PR #401, opened 2023-12-14
[16.0][FIX] account_avatax_sale_oca: Fix record id

ArnauCForgeFlow:
Fixed record id, without this change the module wasn't displaying the inherited view


dreispt:
@ArnauCForgeFlow I don't understand this fix. If the original XML ID doesn't work, why would the changed XML ID work?

PR #402, opened 2023-12-22
[16.0][FIX] l10n_eu_oss_oca: Set tax country_id as company's fiscal country

aritzolea:


pedrobaeza:
The previous PR wasn't rollbacked, so you only need to change the field.

aritzolea:
But if someone updated to `16.0.1.0.1`, a new `16.0.1.0.2` version script is needed so that existing taxes are updated on the database right?

pedrobaeza:
Just modify previous migration script instead of creating a new one. The possibilities of being different are few, and also the possibilities of people updating in this lapse, so let's reduce the noise.

l10n_eu_oss_oca/README.rst
```diff
@@ -7,7 +7,7 @@ L10n EU OSS OCA
    !! This file is generated by oca-gen-addon-readme !!
    !! changes will be overwritten.                   !!
    !!!!!!!!!!!!!!!!!!!!!!!!!!!!!!!!!!!!!!!!!!!!!!!!!!!!
-   !! source digest: sha256:fde85cb88c420131b91b360fbb84f553d4977cbbfc80cc868c52291833e08e03
+   !! source digest: sha256:9f24da0b57196401086a0a54b7bb7e24024c260cc4c90d42308810512634a55c
```
pedrobaeza: Why this change and the one in the index.html?

aritzolea: Were residual changes from the first pre-commit when I added a new migration script

pedrobaeza (approved):
/ocabot merge patch

PR #404, opened 2023-12-26
[16.0][FIX] account_avatax_oca, skip exception raise on lines with not product in display_type

ChrisOForgeFlow:
@ForgeFlow

### DIFF
--- a/account_avatax_oca/hooks.py
+++ b/account_avatax_oca/hooks.py
@@ -1,6 +1,11 @@
 # Copyright (C) 2022 Open Source Integrators
 # License AGPL-3.0 or later (http://www.gnu.org/licenses/agpl).
 
+from odoo import _, api
+from odoo.tools import frozendict
+
+from odoo.addons.account.models.account_move_line import AccountMoveLine
+
 
 def pre_init_hook(cr):
     # Preserve key data when moving from account_avatax to account_avatax_oca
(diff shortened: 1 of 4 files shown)


account_avatax_oca/models/account_tax.py
```diff
@@ -82,26 +82,39 @@ def compute_all(
...
+                        avatax_invoice.company_id.currency_id,
+                        avatax_invoice.company_id,
+                        avatax_invoice.date,
+                    )
+                    if (
+                        line.product_id == product
+                        and float_compare(line.quantity, quantity, digits) == 0
+                    ):
+                        avatax_amount = copysign(line.avatax_amt_line, base)
+                        break
```
dreispt, line 117: A lot of logic changes here that I don't understand , I'm not comfortable with this.

account_avatax_oca/hooks.py
```diff
@@ -13,3 +18,85 @@ def pre_init_hook(cr):
...
+                if tax["amount"]
+            }
+            if not line.tax_repartition_line_id:
+                line.compute_all_tax[frozendict({"id": line.id})] = {
+                    "tax_tag_ids": [(6, 0, compute_all_currency["base_tags"])],
+                }
+
+    if not hasattr(AccountMoveLine, "_compute_all_tax_origin"):
+        AccountMoveLine._compute_all_tax_origin = AccountMoveLine._compute_all_tax
+    AccountMoveLine._compute_all_tax = _compute_all_tax_new
```
dreispt, line 102: It looks like we are monkey patching the _compute_all_tax method.
Why would we need to do that?

dreispt (changes requested):

account_avatax_oca/hooks.py
ChrisOForgeFlow: It's needed because in this line https://github.com/odoo/odoo/blob/16.0/addons/account/models/account_move_line.py#L940, I'm adding a context with current aml, to know what account move line trigger tax compute, then in next process I can process with more precision

account_avatax_oca/models/account_tax.py
ChrisOForgeFlow: This change is only for adding a process of current aml, if that is not found, should be done standard behavior, you can notice change in showed only for tab adding in else condition

kobros-tech (changes requested):
I reviewed the module by running tests, you may need to add this code:
`
cls.journal = cls.env['account.journal'].create({
            'name': 'Test Sales Journal',
            'type': 'sale',
            'code': 'TSJ',
            'company_id': cls.company2.id,
        })
`
in tests/test_account_tax.py after cls.company2

with this tests will succeed :)

kobros-tech:
updated to #469

AlexPForgeFlow:
@kobros-tech Thanks for the improvement. Could you conserve original @ChrisOForgeFlow commit? In the OCA we typically conserve authorship of commits and history log. Then you can add a dedicated commit with your changes.

kobros-tech:
> @kobros-tech Thanks for the improvement. Could you conserve original @ChrisOForgeFlow commit? In the OCA we typically conserve authorship of commits and history log. Then you can add a dedicated commit with your changes.

@AlexPForgeFlow 
I can not add any commit on top of not merged one, unless I have access to the original branch.

We are using many of your open source, and I preserve your effort.

I only append my name if I make a lot of changes.

Even more the original PR is there, you can copy what I have fixed and get your PR merged, I don't have any problem with that as it is not the first time or the last time to help someone with their work.

I can archive this PR once the original one is merged.

AlexPForgeFlow:
@kobros-tech I really appreciate your work in this PR and others in which you have contributed.

There are two ways you can conserve commit history and add your changes: 
1. Clone original branch, in this case (https://github.com/ForgeFlow/account-fiscal-rule/tree/16.0-fix-compute_all_exception), add your own commit or your changes and open a new PR on the OCA.
2. Open a PR against original branch, in this case at https://github.com/ForgeFlow/account-fiscal-rule

I hope you understand. Thanks.

PR #420, opened 2024-03-21
[16.0][IMP] l10n_eu_oss_oca: Support for regional tax rates, Portugal regions

hildickethan:
Add support for regional OSS taxes, in this case the Azores and Madeira regions in Portugal.
Mentioned in the original PR https://github.com/OCA/account-fiscal-rule/pull/207#issuecomment-860566230 but was left pending

I checked other OCA modules that depend on this one and it doesn't seem like having multiple taxes/fiscal positions per country will break anything. I did a small test with a 303 report (`l10n_es_aeat_mod303_oss`) and it added the new taxes with no issue

ping @dreispt since you originally wanted this in 13.0


dreispt:
@hildickethan-S73 Thank you for working on this - that discussion was a long time ago 😄 
I don't see the Spanish Islands here - I would like conformation this approach is also compatible it the way the Spanish localization works.

hildickethan:
> @hildickethan-S73 Thank you for working on this - that discussion was a long time ago 😄 I don't see the Spanish Islands here - I would like conformation this approach is also compatible it the way the Spanish localization works.

I didn't add them because right now I only need the PT ones. I tried it with a one of the Spanish accounting reports and it was OK, but it would be good to get input from @pedrobaeza too

pedrobaeza:
Canary Islands don't apply OSS.

Jortolsa-S73 (approved):

fuentes73 (approved):

hildickethan:
This PR has been working well for us @dreispt, it should be OK to merge

l10n_eu_oss_oca/data/oss.tax.rate.csv
```diff
@@ -1,28 +1,30 @@
...
-oss_eu_rate_mt,base.mt,18,7,5,0
-oss_eu_rate_nl,base.nl,21,9,0,0
-oss_eu_rate_pl,base.pl,23,8,5,0
-oss_eu_rate_pt,base.pt,23,13,6,0
-oss_eu_rate_ro,base.ro,19,9,5,0
-oss_eu_rate_sk,base.sk,20,10,0,0
-oss_eu_rate_si,base.si,22,9.5,5,0
-oss_eu_rate_es,base.es,21,10,4,0
-oss_eu_rate_se,base.se,25,12,6,0
+id,oss_country_id:id,oss_state_ids:id,general_rate,reduced_rate,superreduced_rate,second_superreduced_rate
```
pedrobaeza, line 1: Can you avoid this big diff?

pedrobaeza: OK, nothing... there's an extra column.

PR #424, opened 2024-04-17
[FIX] Allowing Internal Users to Validate the Contact Address

tirth-osi:
Issue:
Go to Contacts>Avatax>Click on Validate
For a user with no Accounting Accountant Access we get Access Error.

Screenshot from 2024-04-17 14-42-04

This PR will ensure that any internal user is able to validate the address.


tirth-osi:
@dreispt Please review.

dreispt (approved):

PR #439, opened 2024-06-24
[14.0][IMP] add tax_scope to account.product.fiscal.classification

TB-Ph35:
add tax-scope to tax classification. 
Tax in tax classification are filter with the values of the tax_scope.
On product, the tax_classification are filter with the type of product(consu or service)


account_product_fiscal_classification/models/product_template.py
```diff
@@ -15,16 +15,32 @@ class ProductTemplate(models.Model):
...
 
+    # Depends Section
+    @api.depends("type")
+    def _compute_type_identification(self):
+        for product in self:
+            if product.type == "product":
+                product.tax_scope_identification = "consu"
+            else:
+                product.tax_scope_identification = product.type
+
```
legalsylvain, line 43: why add a new field on product.product. You could just base your domain on the product.type field ? 

thanks !

TB-Ph35: It was the why i found to have the product.type "product" and "consu" on one label.
it may be to restrictive. but i don't found a other idea to get this.

Sorry, for the time. I misclick my answer

PR #442, opened 2024-07-15
[16.0][FIX] account_avatax_sale_oca: Avoid reset of order line price after saving

JordiBForgeFlow:
We found a bug where the price when the decimal accuracy was 5, the price would be automatically reset to the pricelist price after saving the order. The reason was a wrong implementation of onchange_reset_avatax_amount. In this test we demonstrate that the error does not happen anymore.

The PR contains 2 commits:
* Commit 1 contains a test that reproduces the error
* Commit 2 contains the fix, and the test implemented in previous commit now passes

### DIFF
--- a/account_avatax_sale_oca/models/sale_order.py
+++ b/account_avatax_sale_oca/models/sale_order.py
@@ -89,7 +89,6 @@ class SaleOrder(models.Model):
         """
         for order in self:
             order.tax_amount = 0
-            order.order_line.tax_amt = 0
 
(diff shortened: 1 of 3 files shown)


JordiBForgeFlow:
Failed test before fix https://github.com/OCA/account-fiscal-rule/actions/runs/9935890748/job/27442968925?pr=442#step:8:205

JordiBForgeFlow:
See how after the second commit the tests now pass.

dreispt (approved):

PR #449, opened 2024-10-10
[FIX] Avatax: Use Odoo Tax option

AlexPForgeFlow:
Forward Port from commit: https://github.com/OCA/account-fiscal-rule/commit/4c56a80fdc65d96d101a2d60a91f113104eee798


AlexPForgeFlow:
Hi @atchuthan I cherry-picked your fix, but I have one question, I hope you can help me.
In your proposal, you use the field avatax_tax_type, to manage visibility for option "Use Odoo Tax". The problem I have is that for those invoices that taxes have already been computes if I want to create a credit note, option "Use Odoo Tax" would not be visible, and I don't want to recompute taxes for those invoices because taxes may have changed. My question is, there is some default code I can set for avatax_tax_type? Wouldn't be the same if instead of using avatax_tax_type for option visibility we use field is_avatax or check avatax_amt_line.

Thanks!

atchuthan:
> Hi @atchuthan I cherry-picked your fix, but I have one question, I hope you can help me. In your proposal, you use the field avatax_tax_type, to manage visibility for option "Use Odoo Tax". The problem I have is that for those invoices that taxes have already been computes if I want to create a credit note, option "Use Odoo Tax" would not be visible, and I don't want to recompute taxes for those invoices because taxes may have changed. My question is, there is some default code I can set for avatax_tax_type? Wouldn't be the same if instead of using avatax_tax_type for option visibility we use field is_avatax or check avatax_amt_line.
> 
> Thanks!

For old records of our customer, we didn't have the tax type, so we had to make code change to check if avatax_tax_type is set in order to work with "Use Odoo Tax".  I think we can change as per your suggestion and generalize them.

Thanks

PR #452, opened 2024-11-04
[FIX] account_fiscal_position_type: prevent error in demo / test mode, if l10n_generic_coa is not installed

legalsylvain:
**rational**

demo and test are based on l10n_generic_coa data. However, if other localization are installed, the installation of this module will fail with demo data.

**Action**
create a dedicated demo chart of account.

similar to v16 implementation.

https://github.com/OCA/account-fiscal-rule/blob/16.0/account_fiscal_position_type/demo/account_chart_template.xml

### DIFF
--- a/account_fiscal_position_type/__manifest__.py
+++ b/account_fiscal_position_type/__manifest__.py
@@ -21,6 +21,7 @@
     ],
     'demo': [
         'demo/res_groups.xml',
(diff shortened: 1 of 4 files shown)


rvalyi (approved):

legalsylvain:
@rvalyi : could you merge ?

dreispt (approved):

→ Exercise: Take the stretch of lines above from the one containing "PR #420, opened 2024-03-21" through the one containing "Mentioned in the" and repeat it exactly, adding no other line.

→ Task response:
PR #420, opened 2024-03-21
[16.0][IMP] l10n_eu_oss_oca: Support for regional tax rates, Portugal regions

hildickethan:
Add support for regional OSS taxes, in this case the Azores and Madeira regions in Portugal.
Mentioned in the original PR https://github.com/OCA/account-fiscal-rule/pull/207#issuecomment-860566230 but was left pending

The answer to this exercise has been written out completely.